When my options for Friday night are being a 3rd wheel or bringing a gay man as my date i need to focus on other things in life like having a successful career.
dude, mark had the least successful cab ride in history last night. took a cab to the bars, stopped at every atm in the city, none worked, then had to come back to the party to beg for 20 to pay the taxi that officially took him nowhere.

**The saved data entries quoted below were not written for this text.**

PR #326, opened 2022-06-22
Don't require amazonaws.com in ECR url pattern

jtwalraven:
*Issue #, if available:*

N/A

*Description of changes:*

Some deployments of AWS are served behind a proxy or have an alternative domain name. The current code checks for `amazonaws.com` in the domain name when it gets matches via the regex (see https://github.com/awslabs/amazon-ecr-credential-helper/blob/main/ecr-login/api/client.go#L40). The domain name does not appear to be used in the matches argument and could be removed to enable using this against proxy, alternative, or iso region deployments of AWS.

### DIFF
--- a/ecr-login/api/client.go
+++ b/ecr-login/api/client.go
@@ -37,7 +37,7 @@ const (
 	ecrPublicEndpoint   = proxyEndpointScheme + ecrPublicName
 )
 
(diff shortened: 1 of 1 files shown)


supergibbs:
Custom DNS for ECR isn't supported and if you did setup a custom proxy, why would you still use all the stuff before `amazon.com`. Wouldn't you just use something like `ecr.mycompany.com`?

jtwalraven:
Resolved by #434

PR #400, opened 2022-09-09
Fix Missing build-id issue during rpm build

swagatbora90:
Pass --buildid as ldflag otherwise rpmbuild fails. Golang compiler adds its own build-id into the binary, named .note.go.build-id. However, rpmbuild wants Fedora compatible build-id, in the format note.gnu.build-id.

Signed-off-by: Swagat Bora <sbora@amazon.com>

*Issue #, if available:* https://t.corp.amazon.com/P68468819

*Description of changes:*
Saw that the `main` branch is already passing the `buildid` ldflag, which was missing in the `amazonlinux` branch. This was causing rpmbuild to fail. There was another issue which I believe is caused due to stripping on symbol table while the binaries were built. This was fixed by passing -D 'debug_package %{nil}` during rpmbuild

```
RPM build errors:
    Empty %files file /home/ec2-user/amazon-ecr-credential-helper/BUILD/amazon-ecr-credential-helper-0.6.0/debugsourcefiles.list
```

### DIFF
--- a/scripts/build_binary.sh
+++ b/scripts/build_binary.sh
@@ -35,6 +35,10 @@ if [[ -n "${3}" ]]; then
 fi
 
 GOOS=${TARGET_GOOS:-} GOARCH=${TARGET_GOARCH:-} CGO_ENABLED=0 \
-       	go build -installsuffix cgo -a -ldflags "-s ${version_ldflags}" \
-       	-o ../$1/docker-credential-ecr-login \
-	./cli/docker-credential-ecr-login
+        go build \
+        -installsuffix cgo \
+        -a \
+        -ldflags "-buildid= -s ${version_ldflags}" \
+        -trimpath \
+        -o ../$1/docker-credential-ecr-login \
+        ./cli/docker-credential-ecr-login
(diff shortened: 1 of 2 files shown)


austinvazquez (approved):

ginglis13 (approved):

scripts/build_binary.sh
```diff
@@ -35,6 +35,10 @@ if [[ -n "${3}" ]]; then
 fi
 
 GOOS=${TARGET_GOOS:-} GOARCH=${TARGET_GOARCH:-} CGO_ENABLED=0 \
-       	go build -installsuffix cgo -a -ldflags "-s ${version_ldflags}" \
-       	-o ../$1/docker-credential-ecr-login \
-	./cli/docker-credential-ecr-login
+        go build \
+        -installsuffix cgo \
+        -a \
+        -ldflags "-buildid= -s ${version_ldflags}" \
```
swagatbora90, line 41: Explicitly adding `-buildid=` removes any buildid from being added to the binary, which fixes the issue of go build-id style mismatch. I don't think we have any use for build-id, so think this will work. If my understanding is wrong, we can also explicitly pass a GNU style buildid using `-B` option.

PR #502, opened 2023-02-25
Add dependabot auto-merge

austinvazquez:
*Issue #, if available:*
N/A

*Description of changes:*
Add auto-merge of dependabot pull-requests.

### DIFF
--- a/.github/workflows/auto-merge.yml
+++ b/.github/workflows/auto-merge.yml
@@ -1,0 +1,28 @@
+name: Dependabot auto-merge
+on: pull_request
+
+permissions:
+  contents: write
+  pull-requests: write
+
+jobs:
+  dependabot:
+    runs-on: ubuntu-latest
+    if: ${{ github.actor == 'dependabot[bot]' }}
+    steps:
+      - name: Dependabot metadata
+        id: metadata
+        uses: dependabot/fetch-metadata@v1
+        with:
+          github-token: "${{ secrets.GITHUB_TOKEN }}"
+
+      - name: Approve and auto-merge PR
+        if: |
+          steps.metadata.outputs.update-type == 'version-update:semver-minor' || 
+          steps.metadata.outputs.update-type == 'version-update:semver-patch'
+        run: |
+          gh pr review --approve "$PR_URL"
+          gh pr merge --auto --merge "$PR_URL"
+        env:
+          PR_URL: ${{github.event.pull_request.html_url}}
+          GITHUB_TOKEN: ${{ secrets.GITHUB_TOKEN }}


.github/workflows/automerge.yml
```diff
@@ -0,0 +1,29 @@
...
+        with:
+          github-token: "${{ secrets.GITHUB_TOKEN }}"
+
+      - name: Approve a PR
+        run: gh pr review --approve "$PR_URL"
+        env:
+          PR_URL: ${{github.event.pull_request.html_url}}
+          GITHUB_TOKEN: ${{ secrets.GITHUB_TOKEN }}
+
+      - name: Enable auto-merge for Dependabot PRs
```
swagatbora90, line 25: Should we protect the `amazon-ecr-credential-helper` main branch first, before enabling this workflow? We should make sure that the status checks pass before a patch gets merged.

swagatbora90 (changes requested):

.github/workflows/automerge.yml
austinvazquez: Yeah sure, my initial impression from my research was this only merge after status checks, but let me verify that behavior. I might just need to add a sync step between the workflows. Something like if all checks pass, approve and merge.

The visine ive been using for four yrs expired. in sept. of 2001.....i will never question my eye problems again.
Hooked up with my first aid and cpr teacher last night. She dressed as a lifeguard and brought me back to life. Beat that.
Should study in library more often, procrasturbating is less of an option.
Note to self... Do not stick your head in a can of paint and try to paint the walls green with your hair
Dude walks in wearing jean shorts and a graphic tshirt and goes home with an attractive female. EXPLAIN YOURSELF UNIVERSE.
I'm 25 and I shit my bed last night. And I'm telling you about it. Not sure which is worse
You'd love her. She's outspoken like us. And appreciates a big penis and a strong drink.
I'm gonna take a crap in the portashitter like a civilized human being.
DUDE. HOLY FUCK MY PRINCIPAL WAS JUST MY UBER DRIVER. I AM LITERALLY TRAUMATIZED. ANS DRUNK. HOLY FUCK OMG
We are making a pool on how long he stays sober this time you want in?
You left me a message at 3am crying because you just found out there's a Paddington Bear statue in Peru.
FYI telling a guy that you're glad his dick isn't big after giving him a bj, is NOT a compliment.
I'm a history major and he's the descendant of TWO presidents. Did you really think I wasn't going to sleep with him?